На листе, который она держала в руке, не было других знаков: тот был последним. Однако, повернув лист, чтобы положить его, она увидела на обратной стороне еще несколько аккуратно выведенных строк — черные чернила посреди белого поля страницы. Она вскинула глаза на Эрве Жонкура. Он смотрел на нее проникновенным взглядом, и она поняла, какие прекрасные у него глаза. Она опустила взгляд на лист.

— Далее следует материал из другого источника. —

PR #4605, opened 2021-01-26
line chart: fix tick text clipping at axis edges

psybuzz:
In the new `?fastChart=true` line charts, tick labels on the x/y axes
show number values as strings. When the text is too close to the
left/right/top/bottom edge of the chart, the text can be visually
"cut off" in the middle.

This change automatically hides tick text if the tick is too close to
the edge of the chart.

Before
image

After
image

### DIFF
--- a/tensorboard/webapp/widgets/line_chart_v2/sub_view/line_chart_axis_view.ts
+++ b/tensorboard/webapp/widgets/line_chart_v2/sub_view/line_chart_axis_view.ts
@@ -45,7 +45,7 @@ const DAY_IN_MS = 24 * 1000 * 60 * 60;
           ></line>
         </ng-template>
         <ng-container *ngFor="let tick of getTicks()">
-          <g>
+          <g *ngIf="shouldShowMinorTick(tick, axis)">
             <text [attr.x]="textXPosition(tick)" [attr.y]="textYPosition(tick)">
               {{ getFormatter().formatTick(tick) }}
             </text>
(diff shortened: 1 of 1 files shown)


tensorboard/webapp/widgets/line_chart_v2/sub_view/line_chart_axis_view.ts
```diff
@@ -162,6 +162,17 @@ export class LineChartAxisComponent {
...
+    // Hide the tick text when it is too close to the left/right edge.
+    const fractionOfFullExtent =
+      (tick - this.axisExtent[0]) / (this.axisExtent[1] - this.axisExtent[0]);
+    const margin = axis === 'x' ? 0.075 : 0.03;
+    if (fractionOfFullExtent < margin || fractionOfFullExtent > 1 - margin) {
+      return false;
+    }
+    return true;
+  }
+
```
stephanwlee, line 175: This feels too brittle. 1. There is no guarantee that the text would not bleed out even with these margins and (2) constants defined up feels too magical. Can we just start without this? If you find it important, use canvas to measure and properly quell the axis? 

Regardless, we need to update the test.

psybuzz: Sure, I can work on a proper fix + test, but I definitely prefer having this noticeable regression fixed before enabling the fastChart flag by default.

Regarding the approach, measurement sounds good to me.  To make sure we're on the same page, it sounds like the process will be:
- Get all the tick positions
- Measure the first and last tick text
- If the last tick goes beyond the right edge, hide it (vice versa for first tick/left edge)

Also, I'm not sure how to turn a non-draft PR back into a draft, so I'll just update the header title.

stephanwlee: Regression is not a functional but cosmetic. I think we should not be blocking something based on this mere minor "inconvenience".

PR #4609, opened 2021-01-26
Introduce a selector providing a RunId to Run map

psybuzz:
Existing ngrx selectors in the Run feature store offer ways to get a `Run`
from its associated `runId`, and a list of `Run`s for a specific
`experimentId`. However, it would be convenient for consumers who
wish to convert a batch of `runId`s into a batch of `Run`s without having
to do a combination of multiple `getRun()` calls.

This introduces a convenience selector that returns a map that
consumers can use for easy lookup.  For example,

```ts
// Container
<component [handyMap] = "store.select(getRunMap) | async">
```
```ts
// Component
@Input handyMap;
// ...
const run = this.handyMap.get(runId);
```

This change is intended to offer support for
https://github.com/tensorflow/tensorboard/pull/4592

### DIFF
--- a/tensorboard/webapp/runs/store/runs_selectors.ts
+++ b/tensorboard/webapp/runs/store/runs_selectors.ts
@@ -76,6 +76,17 @@ export const getRuns = createSelector(
 );
 
 /**
+ * Returns an Observable that emits a map from RunIds to Runs. Note: the keys
+ * do NOT necessarily correspond to the current route's runs.
+ */
+export const getRunMap = createSelector(
+  getDataState,
+  (state: RunsDataState): Map<string, Run> => {
+    return new Map(Object.entries(state.runMetadata));
+  }
+);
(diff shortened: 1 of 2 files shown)


stephanwlee (commented):
As I mentioned in the other PR, I don't think the container should pass entire map to a Component, but form a data structure that the UI Component understands with it. With that minor difference, this code LGTM.

Is there any places in metrics plugin where we can benefit from this selector?

stephanwlee (approved):

psybuzz:
> but form a data structure that the UI Component understands with it
👍 

> Is there any places in metrics plugin where we can benefit from this selector?
I did a quick scan, but didn't see an immediate place to drop it in.  I could imagine this being handy when a "run grouping" feature in the left sidepane comes together, though.

Thanks for the quick review!

PR #4613, opened 2021-01-26
proto: automatically update BUILD file

wchargin:
Summary:
This is the long-term equivalent to #4608: we teach the `update.sh`
script to also update the BUILD structure for individual proto targets.
All `tb_proto_library`s in `tensorboard/compat/proto/BUILD` are now
automatically generated.

If this starts to skew, we could add a `--build-only` flag to the update
script and run it in CI. I think it’s okay to omit that for now.

New code based off the script in the description of #4516, plus
additions to generate `protos_all` and integrate it into the build file.

Test Plan:
Running `update.sh` against TensorFlow commit b565087c5cd7 generates no
diff. Removing any of the deps in the BUILD file and re-running the
update script correctly reinstates the deps.

wchargin-branch: proto-update-deps


tensorboard/compat/proto/BUILD
```diff
@@ -12,6 +12,23 @@ filegroup(
...
+        "manual",
+        "notap",
+    ],
+    deps = [
+        ":protos_all_py_pb2",
+        "//tensorboard:expect_tensorflow_installed",
+    ],
+)
+
+# Rest of file AUTOMATICALLY GENERATED by tensorboard/compat/proto/update.sh.
```
psybuzz, line 30: Perhaps it might be good to add a line to this comment, saying not to modify the "AUTOMATICALLY GENERATED" substring, which our script explicitly checks for.  e.g. maybe a "do not modify anything below this line manually", and ensure the "AUTOMATICALLY GENERATED" string is below that line.

psybuzz (approved):
Overall this looks good, I ran it locally and it properly regenerated the individual proto targets (also picked up a recent comment change in TF https://github.com/tensorflow/tensorflow/commit/953dea002ee6136a99cec9f98852b4fda8e72101#diff-e94adf32e895c059f47c60b066d1a8723c8091cc3494214b488bbb0b14f718fb)

I should note that I do not consider myself familiar with the details of shell script syntax, awk, and sed.  For example, I'm not really sure I understand the use of '#' characters in:
`sed -e 's#.*compat/proto/\([^.]*\).*#\t\t":\1",#'`.  Please feel free to add another reviewer, who can offer a more proper review of `update.sh`, if needed.

Seeing that it works manually, properly sorts deps, and recreates with nice indentation, I believe it works, though.

tensorboard/compat/proto/BUILD
wchargin: I’m not sure that I understand. Are you saying that the “automatically
generated; do not modify” comment should itself have a comment saying
not to modify the comment, either? IMHO, this seems more confusing than
it’s worth. If it does become a problem, having a `--build-only` mode
and CI check would more robustly ensure that the structure is kept
intact, as mentioned in the PR description.

wchargin (commented):
> I do not consider myself familiar with the details of shell script
> syntax, awk, and sed […] Please feel free to add another reviewer

Okay, added R=nfelt.

> I'm not really sure I understand the use of '#' characters

The `#` characters are just delimiters: `s#foo#bar#`. You can use any
single character; `/` is a common choice, but if there are lots of
slashes in the pattern, it can be nicer to use a different symbol. This
way, you don’t need to escape the slashes, and it’s easier to see which
parts of the expression are which.

tensorboard/compat/proto/update.sh
```diff
@@ -41,4 +41,57 @@ find tensorboard/compat/proto/ -type f  -name '*.proto' -exec perl -pi \
...
+    printf '\tname = "protos_all",\n'
+    printf '\tsrcs = [],\n'
+    printf '\tvisibility = ["//visibility:public"],\n'
+    printf '\tdeps = [\n'
+    for f in *.proto; do
+      printf '\t\t":%s",\n' "${f%.proto}"
+    done | sort
+    printf '\t],\n'
+    printf ')\n'
+  } | expand -t4 >BUILD.new
```
nfelt, line 85: Optional, but I'd rather just use 4 spaces per tab inline.  It's simpler, more like the final output, and IMO it reads better to not have the lines start with `\t` which makes it harder for me to parse the word (i.e. I see `tname` and `tdeps`).

The one argument I could see maybe is the places where we have 8 spaces and it's not visually aligned, but in that case maybe just pipe those individual lines to `expand`?  That way the readability overall doesn't suffer.

nfelt (approved):

tensorboard/compat/proto/BUILD
wchargin: Sure; done.

tensorboard/compat/proto/update.sh
```diff
@@ -41,4 +41,57 @@ find tensorboard/compat/proto/ -type f  -name '*.proto' -exec perl -pi \
   -e 's|tensorflow\.TensorShapeProto|tensorboard.TensorShapeProto|g;' \
   {} +
 
+# Update dependency graph.
+(
+  cd tensorboard/compat/proto/
+
+  {
+    # Keep all non-`tb_proto_library` paragraphs from the build file...
```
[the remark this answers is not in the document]
wchargin: Done. (Indeed; this looks simpler.)

tensorboard/compat/proto/update.sh
wchargin: Hmm… okay. It’s easier for me to count `\t` than `␣␣␣␣`, but sure; done.

PR #4614, opened 2021-01-26
line chart: put fades around start&end of text

stephanwlee:
The GPU line chart does not account for space when creating tick string.
This can of course lead to clipping which is kind of fine except it can
sometimes lead to a confusing chart when the substring can make a lot of
sense. While this is mitigated by `<title>` and tooltips, we lose the
glance-ability.

To give user a hint that the tick string might be clipped, we now use
faded mask on the tick strings.

image

### DIFF
--- a/tensorboard/webapp/widgets/line_chart_v2/sub_view/line_chart_axis_view.ts
+++ b/tensorboard/webapp/widgets/line_chart_v2/sub_view/line_chart_axis_view.ts
@@ -32,18 +32,15 @@ const DAY_IN_MS = 24 * 1000 * 60 * 60;
   selector: 'line-chart-axis',
   template: `
     <div [class]="axis + '-axis'">
-      <svg class="minor">
+      <svg class="line">
         <ng-container *ngIf="axis === 'x'; else yAxisLine">
           <line x1="0" y1="0" [attr.x2]="domDim.width" y2="0"></line>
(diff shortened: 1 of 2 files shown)


tensorboard/webapp/widgets/line_chart_v2/sub_view/line_chart_axis_view.ts
```diff
@@ -105,14 +103,48 @@ const DAY_IN_MS = 24 * 1000 * 60 * 60;
...
+          #0000 0%,
+          #000 10%,
+          #000 90%,
+          #0000 100%
+        );
+      }
+
       .y-axis {
-        flex-direction: row;
+        flex-direction: row-reverse;
```
psybuzz, line 124: Just checking, is this "-reverse" needed?

psybuzz (approved):
Thanks for doing this!

tensorboard/webapp/widgets/line_chart_v2/sub_view/line_chart_axis_view.ts
stephanwlee: Yup, in case of y-axis, the text should appear before the line while for, x-axis, the line should appear before (on top of) the text. Since, DOM order wise, the line is placed before the text, we need the row-reverse.

PR #4618, opened 2021-01-27
data_compat: mark converted image and audio data

wchargin:
Summary:
In TensorFlow 1.x, image and audio data are represented with a separate
time series for each batch item (`input_image/image/0`, etc.). In
TensorFlow 2.x, a time series may include multiple batch items. This
patch adds a field to image and audio metadata protos to indicate that
they have been automatically converted (by `data_compat`) from TF 1.x to
TF 2.x. This way, downstream code can tell that a TF 1.x time series may
be part of a larger batch even though it only contains a single sample.

Since this new annotation is a proto field that is `true` only for
legacy data, summary metadata for TF 2.x summaries is unchanged.

Test Plan:
As end-to-end tests, verified that the images and audio dashboards both
still work with TF 1.x data, and checked with `grpc_cli` that the data
server returns summary metadata with non-empty `plugin_data.content`:

```
grpc_cli --channel_creds_type=local \
    --protofiles tensorboard/data/proto/data_provider.proto \
    call localhost:41905 TensorBoardDataProvider.ListBlobSequences \
    'plugin_filter { plugin_name: "audio" }'
```

wchargin-branch: mark-tf1x-image-audio

### DIFF
--- a/tensorboard/data/server/data_compat.rs
+++ b/tensorboard/data/server/data_compat.rs
@@ -15,6 +15,7 @@ limitations under the License.
 
 //! Conversions from legacy formats.
 
+use prost::Message;
 use std::convert::TryInto;
 use std::fmt::Debug;
 
@@ -262,8 +263,8 @@ impl SummaryValue {
             // form.
             (Some(md), _) if md.data_class != i32::from(pb::DataClass::Unknown) => Box::new(md),
             (_, Value::SimpleValue(_)) => blank(plugin_names::SCALARS, pb::DataClass::Scalar),
-            (_, Value::Image(_)) => blank(plugin_names::IMAGES, pb::DataClass::BlobSequence),
-            (_, Value::Audio(_)) => blank(plugin_names::AUDIO, pb::DataClass::BlobSequence),
+            (_, Value::Image(_)) => tf1x_image_metadata(),
+            (_, Value::Audio(_)) => tf1x_audio_metadata(),
             (Some(mut md), _) => {
                 // Use given metadata, but first set data class based on plugin name, if known.
                 match md.plugin_data.as_ref().map(|pd| pd.plugin_name.as_str()) {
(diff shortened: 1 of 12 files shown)


tensorboard/data/server/data_compat.rs
```diff
@@ -286,6 +287,50 @@ impl SummaryValue {
     }
 }
 
+fn tf1x_image_metadata() -> Box<pb::SummaryMetadata> {
+    let plugin_content = pb::ImagePluginData {
```
nfelt, line 291: Just wondering: in principle we could just construct the proto and serialize it once, and just copy the serialized bytes into each metadata, right?  I guess it's probably not worth it given that this is only initial metadata so we don't have to do this on every event.

tensorboard/data/server/data_compat.rs
```diff
@@ -286,6 +287,50 @@ impl SummaryValue {
...
+        converted_to_tensor: true,
+        ..Default::default()
+    };
+    let mut encoded_content = Vec::new();
+    plugin_content
+        .encode(&mut encoded_content)
+        // vectors are resizable, so should always be able to encode
+        .expect("failed to encode image metadata");
+
+    Box::new(pb::SummaryMetadata {
```
nfelt, line 301: Optional, but might be nice to have `blank_metadata_with_plugin_content()` to factor out the shared bit of these two helpers and `blank()`?  I guess I could go either way; up to you.

nfelt (approved):

tensorboard/data/server/data_compat.rs
wchargin: Indeed. You have to worry a bit about how/when that’s constructed and
accessed if you do that. The whole thing is easy if your computation can
be `const` (C++ `constexpr`), but anything involving allocation won’t be
(yet). More generally, Rust is picky about shared mutable globals—you
know, memory safety and all. [`once_cell::sync::OnceCell`] is a pretty
standard solution here, and ergonomic enough. But given that, as you
note, this is not on any critical path, I’d prefer to keep it simple.

[`once_cell::sync::OnceCell`]: https://docs.rs/once_cell/1.4.0/once_cell/sync/struct.OnceCell.html

tensorboard/data/server/data_compat.rs
wchargin: Sure; no strong preference. Works out to net ±0 LOC. :-)

PR #4620, opened 2021-01-28
graph: update metadata docs on plugin names

wchargin:
Summary:
These docs attempted to guess the future. They guessed wrong, but the
future is now here, so we can guess the present instead: much easier.

wchargin-branch: graph-metadata-docs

— Мы больше не увидимся, мой господин.
— сказала она —
Положенное нам мы сотворили, и вы это знаете. Верьте: сделанное нами останется навсегда. Живите своей жизнью вдали от меня. Когда же так будет нужно для вашего счастья, не раздумывая забудьте об этой женщине, которая без сожаления говорит вам сейчас «прощай».
Некоторое время она еще смотрела на лист бумаги, затем присоединила его к остальным, возле себя, на столике светлого дерева. Эрве Жонкур сидел не двигаясь. Он лишь повернул голову и опустил глаза, невозмутимо уставившись на едва намеченную, но безукоризненную складку, пробороздившую его правую брючину от паха до колена.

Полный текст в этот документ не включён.